# Upcoming WCA Championships



## Sub1Hour (Jul 24, 2020)

This thread will be dedicated to the discussion and announcement of new championships. Notable championships include those released by the WCA recently on July 20th.

Very exciting that Asian Champs is being held in Kazakhstan. I didn't think that Asain Champs would be held outside of the Eastern Asia, or in any of the "Stan" Nations, but I'm very excited to see how the competition goes.

Almere, Netherlands will be the 2nd time World Champs will be held in Europe for the past 3 Championships.

North American Champs has been pushed to 2022 and is still going to be held in Toronto, Canada

CubingUSA Western Championships got pushed back to 2021 and is still being held in Provo, Utah, on June 25-27

Only 2 other competitions are currently scheduled in the United States right now, both being non-CubingUSA championships.

Tri-State Championship 2020 will be held in Atlantic City, New Jersey, on November 14-15th

Pennsylvania Championship 2021 will be held in Hershey, Pennsylvania, on August 20-21st.

Danish Championships 2020 is being held in Roskilde, Denmark, on September 4-6th.

Swedish Championships 2020 is being held in Huskvarna, Sweden, on November 13-15th.

To my knowledge, and according to the competitions page of the WCA website, those are currently the only Championship competitions that are officially announced.


----------



## alexiscubing (Jul 24, 2020)

Aussie Nats (kinda a championship???) is being hosted in gold coast in september 2021 i think


----------



## tx789 (Jul 24, 2020)

NZ nats isn't annoyed but should be in December. It shouldn't be the next comp in New Zealand.


----------



## BenChristman1 (Jul 24, 2020)

alexiscubing said:


> Aussie Nats (kinda a championship???) is being hosted in gold coast in september 2021 i think


Why would Nats not be a championship? Isn't the full name "National Championship"?


----------



## alexiscubing (Jul 25, 2020)

BenChristman1 said:


> Why would Nats not be a championship? Isn't the full name "National Championship"?


yeah

also it was such a shame that nats in adelaide was cancelled for this year, but we need a sydney nats


----------



## tx789 (Jul 25, 2020)

alexiscubing said:


> yeah
> 
> also it was such a shame that nats in adelaide was cancelled for this year, but we need a sydney nats


Australian Nats has never been outside Sydney, Melbourne or Canberra yet so you can't complain.


----------



## CodingCuber (Jul 25, 2020)

alexiscubing said:


> yeah
> 
> also it was such a shame that nats in adelaide was cancelled for this year, but we need a sydney nats


We need it in Perth lol too make @DerpBoiMoon happy


----------



## alexiscubing (Jul 26, 2020)

tx789 said:


> Australian Nats has never been outside Sydney, Melbourne or Canberra yet so you can't complain.

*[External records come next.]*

Issue #927, opened 2026-09-11
Add unit tests for lib/permissions (role × permission matrix)


idanlodzki:
## Problem
`apps/client/src/lib/permissions.ts` gates every write control in the UI by role, and has no tests. A wrong entry means a viewer sees a delete button (or an admin doesn't).

## What to test
New file `apps/client/src/test/permissions.test.ts`. This is the good "learn `vi.mock`" task: mock `getUserRole` and `isPlaygroundMode`, then assert the full matrix — for each of admin / editor / viewer, which permissions return true and which false — plus that playground mode grants admin-level permissions regardless of the stored role.

Heads up: #917 removes this file's local `Role` enum in favour of the shared one — either PR can land first, just import `Role` from `@OpsiMate/shared` in the test.

*(easy — the matrix itself is the documentation)*

idanlodzki:
Correction to the issue text: playground mode is **read-only**, not admin-level — `hasPermission` returns false for every permission except `view` when `isPlaygroundMode()`, regardless of role. #934 tests the real behavior; the issue's wording was wrong.

idanlodzki:
Closed by #934 (the PR omitted the 'Closes' keyword).

PR #934, opened 2026-09-11
[FIX]: Cover role permissions and playground restrictions

sridharkalaibala:
Add a table-driven permission suite covering all four shared roles plus a missing role, every permission and convenience helper, feature-management checks, and the read-only playground override.

Addresses #927. The issue describes playground mode as granting admin permissions, but current `getCurrentUser()` only grants the admin identity: `hasPermission()` explicitly rejects non-view actions when `isReadOnlyMode()` is true, and both user/integration management helpers do the same. These tests preserve that deliberate write restriction. No permission policy changes are included.

Normal-mode expectations:

| Role | Create | Edit | Delete | View | Operate | Manage users/integrations | Manage services/tags |
|---|---|---|---|---|---|---|---|
| Admin | yes | yes | yes | yes | yes | yes | yes |
| Editor | yes | yes | no | yes | yes | no | yes |
| Viewer | no | no | no | yes | no | no | no |
| Operation | no | no | no | yes | yes | no | no |
| Missing | no | no | no | no | no | no | no |

Playground mode blocks all write/management actions for every mocked role, including admin. The test imports `Role` from `@OpsiMate/shared`, so it is compatible with the enum consolidation in #933.

Validation:
- 62 focused tests passed, mocking `getUserRole` and `isPlaygroundMode` as requested.
- Mutation check: temporarily granting viewers every permission caused five tests to fail. Restored production source afterward; the PR contains only the new test file.

AI assistance: OpenAI Codex helped implement and validate this suite.

Additional validation: full client suite passed (378 tests in 39 files); changed-file ESLint passed with `--max-warnings=0`; Prettier and `git diff --check` passed. Ran installed Vitest/ESLint binaries directly: the default pnpm 11 command attempted installation and stopped at ignored-build policy checks, so no dependency builds were approved. Its generated workspace-file edit was reverted; no dependency/config changes remain.

## Summary by CodeRabbit

* **Tests**
  * Added comprehensive coverage for permission checks across supported roles and actions.
  * Added tests for feature-management permissions, including users, integrations, services, and tags.
  * Verified read-only mode allows viewing while blocking management actions.

### DIFF
--- a/apps/client/src/test/permissions.test.ts
+++ b/apps/client/src/test/permissions.test.ts
@@ -1,0 +1,85 @@
+import { Role } from '@OpsiMate/shared';
+import { beforeEach, describe, expect, test, vi } from 'vitest';
+import { getUserRole } from '@/lib/auth';
+import { isPlaygroundMode } from '@/lib/playground';
+import {
+	canCreate,
+	canDelete,
+	canEdit,
+	canManageIntegrations,
+	canManageServices,
+	canManageTags,
+	canManageUsers,
+	canOperate,
+	canView,
+	hasPermission,
+	isReadOnlyMode,
+	type Permission,
+} from '@/lib/permissions';
+
+vi.mock('@/lib/auth', () => ({ getUserRole: vi.fn() }));
+vi.mock('@/lib/playground', () => ({ isPlaygroundMode: vi.fn() }));
+
+const checks: Record<Permission, () => boolean> = {
+	create: canCreate,
+	edit: canEdit,
+	delete: canDelete,
+	view: canView,
+	operate: canOperate,
+};
+const permissions = Object.keys(checks) as Permission[];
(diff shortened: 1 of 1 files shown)


idanlodzki:
This is the matrix as data — `describe.each(roles)` × `test.each(permissions)` — which is exactly the shape #927 hoped for, and the 62 generated cases cover every role including `null` and `Operation`.

You also caught something **my issue got wrong**: I wrote that playground "grants admin-level permissions." It doesn't — `hasPermission` returns false for everything except `view` when `isReadOnlyMode()`, regardless of role. Your test encodes the real behavior (read-only, blocks even admins), which is the correct thing to pin. I've noted the correction on #927.

Mutation-checked: letting Editors delete fails exactly the Editor/delete case. Prettier and lint clean at `--max-warnings=0`. The `import { Role } from '@OpsiMate/shared'` means this lands cleanly whether it goes in before or after #933. Merging when green. That's four solid PRs from you in two days — thank you.

PR #935, opened 2026-09-11
[FIX]: Test integration avatar source fallbacks and labels

### LINKED ISSUE #925: Add unit tests for IntegrationAvatar.utils (source resolution fallback chain)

i started in 2018 and its been canberra worlds in melbourne adelaide (cancelled) gold coast (i know that we had it in 2015 and 2016 but only a handful of cubers were active then and now in sydney, and sydney has grown from abt 130 people in layte 2018 to about 300 cubers who go to comps


----------



## DerpBoiMoon (Aug 11, 2020)

CodingCuber said:


> We need it in Perth lol too make @DerpBoiMoon happy


lets hope its somewhere i can get to


----------



## ProStar (Aug 14, 2020)

Sub1Hour said:


> Very exciting that Asian Champs is being held in Kazakhstan. I didn't think that Asain Champs would be held outside of the Eastern Asia, or in any of the "Stan" Nations, but I'm very excited to see how the competition goes.

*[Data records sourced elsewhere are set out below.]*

PR #3256, opened 2026-01-07
Update exception recording guidelines to not use span events

pellared:
Together with https://github.com/open-telemetry/opentelemetry-specification/pull/4825

Towards OTEP: [Span Event API deprecation plan](https://github.com/open-telemetry/opentelemetry-specification/blob/main/oteps/4430-span-event-api-deprecation-plan.md)

Towards https://github.com/open-telemetry/opentelemetry-go-contrib/pull/8386 (merged "prototype")

## Changes

- Remove the recommendation to use `Span.RecordException` for error recording
- Update the recording exception example to record logs and metrics.
- Deprecate "Semantic conventions for exceptions on spans" document in favor of logs for recording exceptions

### DIFF
--- a/docs/general/recording-errors.md
+++ b/docs/general/recording-errors.md
@@ -122,7 +122,8 @@ public boolean createIfNotExists(String resourceId) throws IOException {
 
     return false;
   } catch (IOException e) {
-    // this exception is expected to be handled by the caller and could be a transient error
+    // this exception is expected to be handled by the caller
+    // and could be a transient error
     logger.withEventName("acme.resource.create.error")
       .withException(e)
       .warn();


docs/general/recording-errors.md
```diff
@@ -83,14 +83,16 @@ include it if the operation succeeded.
 
 ## Recording exceptions
 
-When an instrumented operation fails with an exception, instrumentation SHOULD record
-this exception as a [span event](/docs/exceptions/exceptions-spans.md) or a [log record](/docs/exceptions/exceptions-logs.md).
+When an instrumented operation throws an exception, instrumentation SHOULD
+record this exception as a [log record](/docs/exceptions/exceptions-logs.md).
```
pellared:
```suggestion
record this exception as an [event](/docs/exceptions/exceptions-logs.md).
```

.github/copilot-instructions.md
```diff
@@ -96,7 +96,7 @@ these requirements:
 
 - **Spans**: Set status to Error, populate `error.type`, set description when helpful
 - **Metrics**: Include `error.type` attribute for filtering and analysis
-- **Exceptions**: Record as span events or log records using SDK APIs
+- **Exceptions**: Record as log records
```
pellared, line 99:
```suggestion
- **Exceptions**: Record as event records
```

model/exceptions/deprecated/events-deprecated.yaml
```diff
@@ -2,6 +2,9 @@ groups:
   - id: event.exception
     name: exception
     stability: stable
+    deprecated:
+      reason: obsoleted
+      note: Use logs to record exceptions instead.
```
lmolkova: It's complicated (not your PR) :)

events in semconv are log-based events. We don't have means to define span events.
So I think we don't need to obsolete the event in yaml (at least not until we decide its name should be different).

We can still deprecate the markdown doc

docs/exceptions/exceptions-spans.md
```diff
@@ -23,7 +23,7 @@ exceptions associated with spans.
 <!-- see templates/registry/markdown/snippet.md.j2 -->
 <!-- prettier-ignore-start -->
 
-**Status:** ![Stable](https://img.shields.io/badge/-stable-lightgreen)
+**Status:** ![Deprecated](https://img.shields.io/badge/-deprecated-red)<br>Use logs to record exceptions instead.
```
lmolkova: check out my comment on the yaml. Maybe we can do this:
- deprecate this doc as a whole saying use log-based events
- move stacktrace representation that remains useful to the log-based events doc

docs/general/recording-errors.md
```diff
@@ -83,14 +83,16 @@ include it if the operation succeeded.
 
 ## Recording exceptions
 
-When an instrumented operation fails with an exception, instrumentation SHOULD record
-this exception as a [span event](/docs/exceptions/exceptions-spans.md) or a [log record](/docs/exceptions/exceptions-logs.md).
+When an instrumented operation throws an exception, instrumentation SHOULD
```
lmolkova: 👍

docs/general/recording-errors.md
```diff
@@ -83,14 +83,16 @@ include it if the operation succeeded.
...
+record this exception as an [event](/docs/exceptions/exceptions-logs.md).
```
lmolkova: so this is where things get blurry - the doc there does not define an event, it defines a bunch of attributes without defining event name or severity. 

I think we should clarify event-name and severity considerations there so we're providing comparable replacement.

docs/general/recording-errors.md
lmolkova: nit: "instrumented operation" makes sense for spans and partially to metrics, when it comes to logs it's less applicable

Maybe

```suggestion
When instrumented code throws an exception, instrumentation SHOULD
```

?

docs/general/recording-errors.md
```diff
@@ -100,22 +102,25 @@ to the caller should be recorded (or logged) once.
...
+    recordMetric("acme.resource.create.duration", System.nanoTime() - startTime);
     return true;
   } catch (ResourceAlreadyExistsException e) {
-    // not recording exception and not setting span status to error - exception is handled
-    // but we can set attributes that capture additional details
+    // not setting span status to error - as the exception is not an error
+    // but we still log and set attributes that capture additional details
+    logger.debug(e);
     span.setAttribute(AttributeKey.stringKey("acme.resource.create.status"), "already_exists");
+    recordMetric("acme.resource.create.duration", System.nanoTime() - startTime);
```
lmolkova, line 121: metric should include error type attribute

docs/general/recording-errors.md
```diff
@@ -100,22 +102,25 @@ to the caller should be recorded (or logged) once.
...
   try {
     create(resourceId);
+    recordMetric("acme.resource.create.duration", System.nanoTime() - startTime);
     return true;
   } catch (ResourceAlreadyExistsException e) {
-    // not recording exception and not setting span status to error - exception is handled
-    // but we can set attributes that capture additional details
+    // not setting span status to error - as the exception is not an error
+    // but we still log and set attributes that capture additional details
+    logger.debug(e);
```
lmolkova: since it's not a comment now, should we make it more realistic? with https://github.com/open-telemetry/opentelemetry-java/pull/7907 it might look like

```java
logger.logBuilder(DEBUG, "acme.resource.create.error")
  .setAttribute("acme.resource.create.status", "already_exists")
  .setException(e)
  .emit()
``` 

this also gives us chance to show and discuss what we feel about event name

docs/general/recording-errors.md
```diff
@@ -100,22 +102,25 @@ to the caller should be recorded (or logged) once.
 ```java
 public boolean createIfNotExists(String resourceId) throws IOException {
```
lmolkova, line 101: offtopic: this whole example is a great pitch for https://github.com/open-telemetry/oteps/pull/165

docs/general/recording-errors.md
pellared: > I think we should clarify event-name and severity considerations there so we're providing comparable replacement.

I agree. From the SIG meeting I understood that you could try making a PR to address it.

I changed back to `log record` https://github.com/open-telemetry/semantic-conventions/pull/3256/commits/f71de5ce4a629afc4467fded723a4bcc667855a6

docs/general/recording-errors.md
pellared: According to current metric semantics only if the operation failed. This exception is not seen as as an error (failure). Thus span status is also not set to error.

model/exceptions/deprecated/events-deprecated.yaml
pellared: > So I think we don't need to obsolete the event in yaml (at least not until we decide its name should be different).

I wanted to have it to change this line in the generated document https://github.com/open-telemetry/semantic-conventions/blob/514f732094fe5d792242d2d50581c07b6228333c/docs/exceptions/exceptions-spans.md?plain=1#L26

> We can still deprecate the markdown doc

PTAL a5272a5241ce19497f31935b1bcdc66039fa06ed

docs/general/recording-errors.md
```diff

Christians are persecuted in Kazakhstan to certain extents


----------



## BradyLawrence (Aug 14, 2020)

ProStar said:


> Christians are persecuted in Kazakhstan to certain extents


stuff just went from zero to a hundred real freaking quick


----------



## Nmile7300 (Aug 14, 2020)

Not to start a debate or anything but Open Doors USA's World Watch List (which ranks the 50 most dangerous countries for Christians in the world every year) has Kazakhstan as the 35th most dangerous country for Christians and it is color coded in orange which means "Very High Persecution".


----------



## BenChristman1 (Aug 14, 2020)

Kaneki Uchiha said:


> Then how do you explain Christianity being the second most practiced religion?

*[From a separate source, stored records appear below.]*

PR #3068, opened 2025-11-11
Add Pressure Stall Information (PSI) metrics (reopened #2996)

alpineQ:
Closes #2995

## Changes

This PR adds support for Linux Pressure Stall Information (PSI) metrics to the system semantic conventions.

PSI is a Linux kernel feature (available since kernel 4.20) that identifies and quantifies resource contention by measuring the time impact that CPU, memory, and I/O resource crunches have on workloads.

### New Metrics

- **`system.linux.psi.pressure`** (Gauge): Measures resource pressure as a percentage of time that tasks were stalled over a time window (10s, 60s, or 300s)
- **`system.linux.psi.total_time`** (Counter): Tracks the total cumulative stall time in microseconds since system boot

### New Attributes

- **`system.psi.resource`**: The resource type (`cpu`, `memory`, `io`)
- **`system.psi.stall_type`**: The stall severity (`some` for partial stalls, `full` for complete stalls where all non-idle tasks are blocked)
- **`system.psi.window`**: The time window for pressure calculation (`10s`, `60s`, `300s`)

### Use Cases

PSI metrics enable:
- Sizing workloads to hardware or provisioning hardware according to workload demand
- Detecting productivity losses caused by resource scarcity
- Dynamic system management (load shedding, job migration, strategic pausing)
- Maximizing hardware utilization without sacrificing workload health

### References

- [Linux kernel PSI documentation](https://docs.kernel.org/accounting/psi.html)
- [/proc/pressure/* interface](https://man7.org/linux/man-pages/man5/proc.5.html)

### Relevant issues and PRs
There are issues on this matter in:
- https://github.com/open-telemetry/opentelemetry-collector-contrib/issues/42779
- https://github.com/open-telemetry/opentelemetry-go-contrib/issues/8082

And 2 PRs that I am proposing to address these issues:
- https://github.com/open-telemetry/opentelemetry-collector-contrib/pull/43823
- https://github.com/open-telemetry/opentelemetry-go-contrib/pull/8083

> [!IMPORTANT]
> Pull requests acceptance are subject to the triage process as described in [Issue and PR Triage Management](https://github.com/open-telemetry/semantic-conventions/blob/main/issue-management.md).
> PRs that do not follow the guidance above, may be automatically rejected and closed.

## Merge requirement checklist

* [x] [CONTRIBUTING.md](https://github.com/open-telemetry/semantic-conventions/blob/main/CONTRIBUTING.md) guidelines followed.
[...]

PR #3261, opened 2026-01-08
[chore] System Semconv OS-exclusive instrumentation philosophy

braydonk:
## Changes

This PR updates our OS-exclusive instrumentation naming philosophy/policy to reflect the group's current standing. This ruling hasn't been fully applied across our instrumentation yet but we are working on it as part of initial stabilization efforts.

### DIFF
--- a/docs/non-normative/groups/system/design-philosophy.md
+++ b/docs/non-normative/groups/system/design-philosophy.md
@@ -201,11 +201,11 @@ baseline level of knowledge of the concepts being instrumented**. The `brief`
 and `note` fields of metrics and attributes should be used to convey information
 that is crucial to understanding the instrumentation intention, i.e.:
 
-* Differences in the same piece of data when it is instrumented on different
+- Differences in the same piece of data when it is instrumented on different
   platforms
-* When we recommend calculations be done on particular data rather than
+- When we recommend calculations be done on particular data rather than
   surfacing direct values from existing tools
-* When particular names or enum values were chosen when there are common
+- When particular names or enum values were chosen when there are common
   alternate terms for the same concept
 
 For root metrics and attributes, we will strive to always have a `brief` field.
@@ -213,13 +213,13 @@ The `brief` field should explain what the metric/attribute is, and if the
 explanation of a value is simple (i.e. simply surfacing a value from a common
 source like `procfs`) then the explanation of what the value should be can go in
 the brief. If the value needs some calculation explanation and justification,
-the information should be moved to the `note` field.
-For enum values, it is often the case that the intention of these values is
-obvious given whatever `brief` was provided for the attribute as a whole. A
-brief can be included in a scenario where we have had to make some choice on the
-value that isn't immediately obvious; the most common scenario is when some
-terminology differs across platforms and we had to choose one term to represent
-all scenarios. In this case, the `brief` can be used to clarify our intention.
+the information should be moved to the `note` field. For enum values, it is
+often the case that the intention of these values is obvious given whatever
+`brief` was provided for the attribute as a whole. A brief can be included in a
+scenario where we have had to make some choice on the value that isn't
+immediately obvious; the most common scenario is when some terminology differs
+across platforms and we had to choose one term to represent all scenarios. In
+this case, the `brief` can be used to clarify our intention.
 
 In cases where information about a concept is required to describe our intention
 for instrumentation, all information must come with citations to authoritative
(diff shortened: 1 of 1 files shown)


docs/non-normative/groups/system/design-philosophy.md
```diff
@@ -201,106 +201,96 @@ baseline level of knowledge of the concepts being instrumented**. The `brief`
...
+
+This is for the sake of hierarchical organization of names. We consider the root
+namespace of metrics to be crucial to the typical usage patterns we expect. A
+user who wants to discover all of their `memory` metrics should only need to
+search for `memory.*` to get all metrics related to `memory` in general. If the
+OS was the root namespace, they would need to search for `linux.memory.*`,
+`windows.memory.*`, etc. This is bad partially because of complicating queries,
+but it would also require a user to go out of their way to gather all of the
+platforms they need to search for just to get the whole picture on their
+`memory` metrics.
```
thompson-tomo:
```suggestion
`system memory` metrics.
```

docs/non-normative/groups/system/design-philosophy.md
```diff
@@ -201,106 +201,96 @@ baseline level of knowledge of the concepts being instrumented**. The `brief`
...
+metrics, even considering common stats like patterns of memory usage, where
+there are platform-exclusive pieces of information that are only valuable to
+those who specialize in that platform.
+
+With this in mind, we have made the following decision about the OS name in
+OS-exclusive instrumentation:
+
+### The OS name should be included in the metric in most cases
+
+The primary reason for this is for discoverability and disambiguation. Sometimes
```
thompson-tomo, line 248:
```suggestion
### When to include OS name

The name of a platform specific metric should by default include the OS name, 
with the primary reason for this is to enable discoverability and disambiguation. Sometimes
```

docs/non-normative/groups/system/design-philosophy.md
```diff
@@ -201,106 +201,96 @@ baseline level of knowledge of the concepts being instrumented**. The `brief`
...
+concern within their system that they are monitoring (processes, memory,
+filesystem, cpu, network, etc) and for a user with a specific concern to have a
+clear way to discover the instrumentation supporting their area of concern.
+Sometimes that area of concern is not just the absolute root of the namespace,
+but also a number of sub-components in the root. The `system` namespace in
+particular has many examples of this, `system.memory`, `system.network`, etc. If
+we named the instrumentation as `system.linux.memory`, then just as in the
+scenario above it becomes hard to discover all the available "system memory"
+metrics. As a result, the OS name goes after the area of concern, i.e.
+`system.memory.linux`.
```
thompson-tomo, line 294:
```suggestion
### Where to place OS name in metric name

Our expectation is that the OS name to appear after the area of
concern which is being monitored (processes, memory,
filesystem, cpu, network, etc).
This means that the OS name should never appear as the root namespace ie `linux.memory.*` and
often the area of concern will not even be the root namespace,
but rather a sub-namespace. The `system` root namespace in
particular has many examples of this, `system.memory.*`, `system.network.*`, etc.
As a result, the OS name goes after the area of concern, i.e.
`system.memory.linux.*` with non platform specific metrics being `system.memory.*`.

### Why we choose this

To provide a user with a specific concern, a
clear way to discover the instrumentation supporting their area of concern. If
we had named the instrumentation as `system.linux.memory.*`, then a user would need to search for `linux.memory.*`,
`windows.memory.*`, etc. This is bad partially because of complicating queries,
but it would also require a user to go out of their way to gather all of the
platforms they need to search for just to get the whole picture on their
`system memory` metrics.
```

docs/non-normative/groups/system/design-philosophy.md
```diff
@@ -201,106 +201,96 @@ baseline level of knowledge of the concepts being instrumented**. The `brief`
...
+This is for the sake of hierarchical organization of names. We consider the root
+namespace of metrics to be crucial to the typical usage patterns we expect. A
+user who wants to discover all of their `memory` metrics should only need to
+search for `memory.*` to get all metrics related to `memory` in general. If the
+OS was the root namespace, they would need to search for `linux.memory.*`,
+`windows.memory.*`, etc. This is bad partially because of complicating queries,
+but it would also require a user to go out of their way to gather all of the
+platforms they need to search for just to get the whole picture on their
+`memory` metrics.
+
```
thompson-tomo, line 281:
```suggestion
```
Has been consolidated into the below section.

docs/non-normative/groups/system/design-philosophy.md
```diff
@@ -201,106 +201,96 @@ baseline level of knowledge of the concepts being instrumented**. The `brief`
...
+### The OS name should be after the area of concern
```
thompson-tomo, line 282: Would be good to add details of what is an area of concern. For instance there is a discussion about `memory pressure`, in that case would the area of concern be `memory` or `memory.pressure`?

rogercoll: That's a great point. In this context, the 'area of concern' refers to the high-level resource or term shared across operating systems (like memory).

Since pressure (PSI) is a concept specific to Linux, we place the OS keyword after the shared resource to differentiate between common cross-platform metrics and OS-specific implementations. So, the hierarchy remains system.memory (shared) → linux (specific) → pressure (os unique metrics).

thompson-tomo: What happens when we consider that pressure applies to macos as well. Would the area of concern then be pressure?

docs/non-normative/groups/system/design-philosophy.md
```diff
@@ -201,106 +201,96 @@ baseline level of knowledge of the concepts being instrumented**. The `brief`
...
-from the OS, i.e. the direct value from `cat /proc/<pid>/cgroup`. With cgroups
-in particular, there is high likelihood that more specialized semconv
-instrumentation could be developed, particularly in support of more specialized
-container runtime or systemd instrumentation. It's more useful for a working
-group developing special instrumentation that leverages cgroups to be more
-prescriptive about how the cgroup information should be interpreted and broken
-down with more specificity.
-
-## Operating System in names
+## Naming Platform-Exclusive Metrics
```
thompson-tomo, line 230: Based on https://github.com/open-telemetry/semantic-conventions/pull/3068 it would be useful to have a section naming platform-exclusive attributes.

This section should cover when the attribute is added with the area ie system root namespace and when it is added with a root namespace = area of concern.

An example would be we currently have [`system.memory.state`](https://opentelemetry.io/docs/specs/semconv/registry/attributes/system/#system-memory-state) but also have [`cpu.mode`](https://opentelemetry.io/docs/specs/semconv/registry/attributes/cpu/#cpu-mode) both of which relate to area of concerns which applies to multiple to multiple areas.

My initial thought would belong to the area of concern unless they are describing the entity ie system, process producing the telemetry.

docs/non-normative/groups/system/design-philosophy.md
```diff
@@ -201,106 +201,96 @@ baseline level of knowledge of the concepts being instrumented**. The `brief`
...
+Monitoring operating systems is a long-standing practice, and there are numerous
+heavily differing approaches within different platforms. There are lots of
+metrics, even considering common stats like patterns of memory usage, where
+there are platform-exclusive pieces of information that are only valuable to
+those who specialize in that platform.
+
+With this in mind, we have made the following decision about the OS name in
+OS-exclusive instrumentation:
+
+### The OS name should be included in the metric in most cases
```
mx-psi, line 246:
```suggestion
### The OS name should be included in the metric name in most cases
```

We could even rephrase this as "Users should be able to tell if a metric is OS-specific based on the name", which I think is a fair summary of the text?

docs/non-normative/groups/system/design-philosophy.md
mx-psi: I don't think we are going to be able to create a 'hard' rule for this when it comes to what is the area of concern, if anything we can clarify that the area of concern should be made clear on each semconv area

Other countries have been known to skew information. Cough cough China cough cough North Korea cough cough


----------



## Nmile7300 (Aug 14, 2020)

Kaneki Uchiha said:


> Then how do you explain Christianity being the second most practiced religion?


If Christians are being persecuted somewhere, that doesn't mean they don't exist.


----------



## Sub1Hour (Aug 15, 2020)

I leave for like a week and you guys are already causing a ruckus, I gotta go online more often.


----------



## BenChristman1 (Aug 15, 2020)

Sub1Hour said:


> I leave for like a week and you guys are already causing a ruckus, I gotta go online more often.


Gotta keep us in check, you know?


----------



## Mike Hughey (Aug 15, 2020)

From a quick Google search, it seems likely that most of the more traditional Christians as viewed from Kazakhstan, such as the Russian Orthodox, are probably not subject to much persecution. It seems that most of the story examples of persecution that are easily found are of proselytizing denominations from the West, or of converts from Muslim communities.


----------



## Nmile7300 (Aug 15, 2020)

Mike Hughey said:


> From a quick Google search, it seems likely that most of the more traditional Christians as viewed from Kazakhstan, such as the Russian Orthodox, are probably not subject to much persecution. It seems that most of the story examples of persecution that are easily found are of proselytizing denominations from the West, or of converts from Muslim communities.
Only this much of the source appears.